What is the intent of travel? To see new things, try new things, learn new ways of being, experience what is important and historic and delicious and meaningful to other people — to get outside the self as the only way of being. But I feel the disconnect, the exhaustion of being new, absorbing newness, being receptive to newness every day. In my regular life I am building something (metaphorically speaking), laying brick after brick, making something sturdy, a foundation, hours and minutes stacked side by side then staggered and stacked and repeated. This repetition the process that builds something over time. Repetition is at the core of our lives, the daily turning of the earth and its annual orbit of the sun, and our attunement to patterns and rituals.

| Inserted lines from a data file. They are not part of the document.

PR #732, opened 2020-11-12
fixed tables

aseipelt:
deleted not transformable information

### DIFF
--- a/source/docs/06-neumes.xml
+++ b/source/docs/06-neumes.xml
@@ -121,13 +121,9 @@
                         <cell>Non-connected</cell>
                      </row>
                      <row>
-                        <cell>:---------:</cell>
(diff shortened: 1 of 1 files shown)


kepper (changes requested):
Hi @aseipelt, thanks so far. Could you please turn those new values into valid CSS, as usually preferred by the TEI? So `left` should be `text-align: left;` etc. Again, many thanks…

kepper:
I just looked at https://tei-c.org/release/doc/tei-p5-doc/en/html/ref-att.global.rendition.html, and it should be slightly different: either `rend="align(left)"` or `style="text-align: left;"`. In that case, I prefer to use `@style`, which translates more easily…

kepper (approved):
perfect, thank you 👍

Today I looked for a special bookstore in the place I knew it to be, walked up and down a stretch of shops, looked closer each time — did things look different in daylight, had I simply not paid close enough attention when I’d come before, was the bookstore somewhere else altogether? I wanted M to see this bookstore I’d seen. I tried to engage my powers of deduction — it was a multifloor bookstore, could it be hiding nestled within one of these taller buildings? Suddenly, on a third or fourth (maybe fifth?) pass we understood that the store was not yet open; what I’d sought from memory — an open space leading to shelves and books and staircases and winding paths through the collection — was instead a closed door, and I could not recognize it, could not see it. It took multiple rounds to see what I could not see. Eventually it showed itself, and I was simultaneously able to see it.

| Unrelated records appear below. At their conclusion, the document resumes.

PR #740, opened 2020-12-04
Feature local build

lpugin:
Enable the GH Action to deploy the Schema and the Guidelines


.github/workflows/deploy.yml
```diff
@@ -0,0 +1,131 @@
...
+name: Deploy Schema and Guidelines
+
+on:
+  push:
+    branches: [ develop ]
+
+env:
+  # schema
+  SCHEMA_REPO: ${{ github.repository_owner }}/schema
+  SCHEMA_BRANCH: feature_local-build
```
kepper: Is this the correct branch?

kepper (commented):
Not sure about the branch on the `schema` repo. And I haven't tested this locally (need to familiarize myself with this first…)

.github/workflows/deploy.yml
lpugin: Well spotted. I changed it.

build.xml
```diff
@@ -0,0 +1,175 @@
...
+        <basename property="odd.basename" file="${customization.path}" suffix=".xml"/>
+        <echo>building HTML guidelines for ${odd.basename} from ${customization.path}</echo>
+        <java classname="net.sf.saxon.Transform" classpath="${basedir}/lib/xerces/oxygen-patched-xerces-21.1.0.2.jar;${basedir}/lib/saxon/saxon9he.jar">
+            <arg value="-s:${dir.dist.schemata}/mei-source_canonicalized.xml" />
+            <arg value="-xsl:${basedir}/utils/guidelines_xslt/odd2html.xsl" />
+            <arg value="-o:${dir.dist.guidelines}" />
+            <arg value="-xi:on"/>
+            <arg value="output.folder=${dir.dist.guidelines}/"/>
+            <arg value="git.sha=git.sha"/>
+            <arg value="branch=develop"/>
```
kepper: I assume those are the parameters passed into the XSLT, right? If that is the case, `output.folder` is correct, but `git.sha` is expected to be `hash`, and `branch` is probably supposed to be `version`, even though the value given here doesn't really fit (I'd expect something like `4.1.0-dev` or similar). @bwbohl, could you verify? We can still decide where to change things, but I'd like to understand first…

kepper (commented):
Hi Benni, could you have a look at this?

build.xml
lpugin: I assume we need to pass it to the ant script. I can add this later if you don't mind.

bwbohl: Forgot about the sha in the first place, thx for adding. I thought $version is supposed to be dev, v4, v3 etc like in the guidelines XSLT and in ANT is used to name the dist subfolder

bwbohl: ok fixed git sha in ant and XSLT relation, still have to submit it to the ant call from the GHAction, though.
For the CI, if ant is called the following way:

```
ant init
ant -lib lib/saxon/saxon9he.jar -Dgithub.sha=1234567
```

`1234567`will be submitted to the XSLT as value of the $hash parameter

If it is called without the parmeter, e.g.

```
ant init
ant -lib lib/saxon/saxon9he.jar
```

Ant will determine the local git sha and dirty state and submit it as value of the XSLT's $hash.

bwbohl: I wonder about the XSLT's $version parameter and if we actually shouldn't stick to the semantic versioning concept of adding the commit sha behind the last stable version, e.g.:
`4.0.1+e429146`

or even add the develop branch-name as "pre-release info": 
`4.0.1-feature_local-build+e429146`
Of course one could argue that that the GitHub SHA already serves as a pointer to the correct branch, nevertheless this would make the version more human-readable and could come in handy with pull requests.

`git describe --tags` also allows to output the number of commits since a tag, e.g.: 
`v4.0.1-269-ge429146`
Which would give a hint on how different the version is from the last release.

or `git describe --tags --dirty` even giving dirty state if any file has been modified locally:
`v4.0.1-269-ge429146-dirty`

Nevertheless this does not fully comply to http://semver.org and should be turned into something like:
`v4.0.1-269+g.e429146`

resp.
`v4.0.1-269+g.e429146-dirty`

@music-encoding/core-contributors : any opinions?

lpugin: Where is this version number then used? My understanding was that we wanted to have somewhere a way to go back to the commit of the source from which the guidelines where built from. We definitely need this, but I am fine to have more if you think we need to as long as we have that and that the output folders unchanged (v4, v5, dev).

(as I said, we can always improve this later but I think for now it would be good if we can merge this it in order to have it run so the users have back what we had before)

kepper: The `version` parameter is only partially necessary. When not provided, I will extract the version from the `@meiversion` attribute. The problem there us we need to make sure this is maintained properly. The version number found there is automatically processed into the `/v4/`-style folder names. We may need to agree on some strict naming conventions for the dev version, because there it's not equally easy to get that name. 

The `hash` parameter (that @bwbohl passes in as `git.sha` – I'm fine with either way) is needed to add a link to the Git repo. Here, we just need to take a decision about the name of that parameter. Benni, your choice…

bwbohl: concerning the branch arg, we don't really need this at the moment, as the XSLT isn't using it; and version is populated by the XSLT from the `@meiversion`defaultVal

bwbohl (approved):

I’m pleased and grateful to be fresh and away from home, and I’m also looking forward to the repetitions of home, the me that exists through the regular mornings, afternoons, evenings. Right now “me” is a collection of hours, footsteps across a city that will graciously have me. M asked how else I’d travel, how I’d travel differently, and I imagined staying put for a stretch of time in a new place, trying out new rhythms. I’m thinking of sight-reading music, the moment when you turn back the cover of your musical part and you play, and you might not know the piece but you bring all you know about pace and tone and dynamics and you cobble something together beginning to end, a new foundation for something you’ll then repeat on, build and polish and refine layer after layer. But in those first moments you try to show what you know and have learned, you hold up your corner of the building, as you build something new. Traveling, you can sight-read a new city and a new you, teach the eyes to see new things, join an existing song, listen to its rhythms. Let yourself be changed, and bring home new bricks to add among the old layers and rituals.

I’m re-reading your letter from last week — it was in the back of my mind as I wrote this, even though now it seems like this is something different. But I think part of the thread back to our conversation is the idea of getting uncomfortable, getting into new situations with new people, and navigating them together to the best of our ability. It requires an inkling of trust, and a willingness to make it through things even as they go a little bit wrong, and the regular belief that we will be able to treat each other with respect. These interactions might not always be the deepest but they help set the stage for how we are together as humans. Is this connecting up? We’ll see how things continue to flow with some time for reflection and the mixing of new memories with older patterns.

Talk soon,

Your friend,

Eva


Dear Eva,

Coming off of vacation, I’ve been thinking a lot about how place affects us. You wrote about this in week 3 as you contemplated how Minnesota Eva might compare to California Eva. I’ve done a lot of thinking over the past 5 years about how place affects identity. When we moved to Iowa, it took me quite awhile to recalibrate how I defined myself since I had spent my adult life being “the one who left.” But the way I’m thinking about place this week is not so much about how it shapes our identity, but how a new setting can sometimes function like a new pair of glasses — suddenly we can see.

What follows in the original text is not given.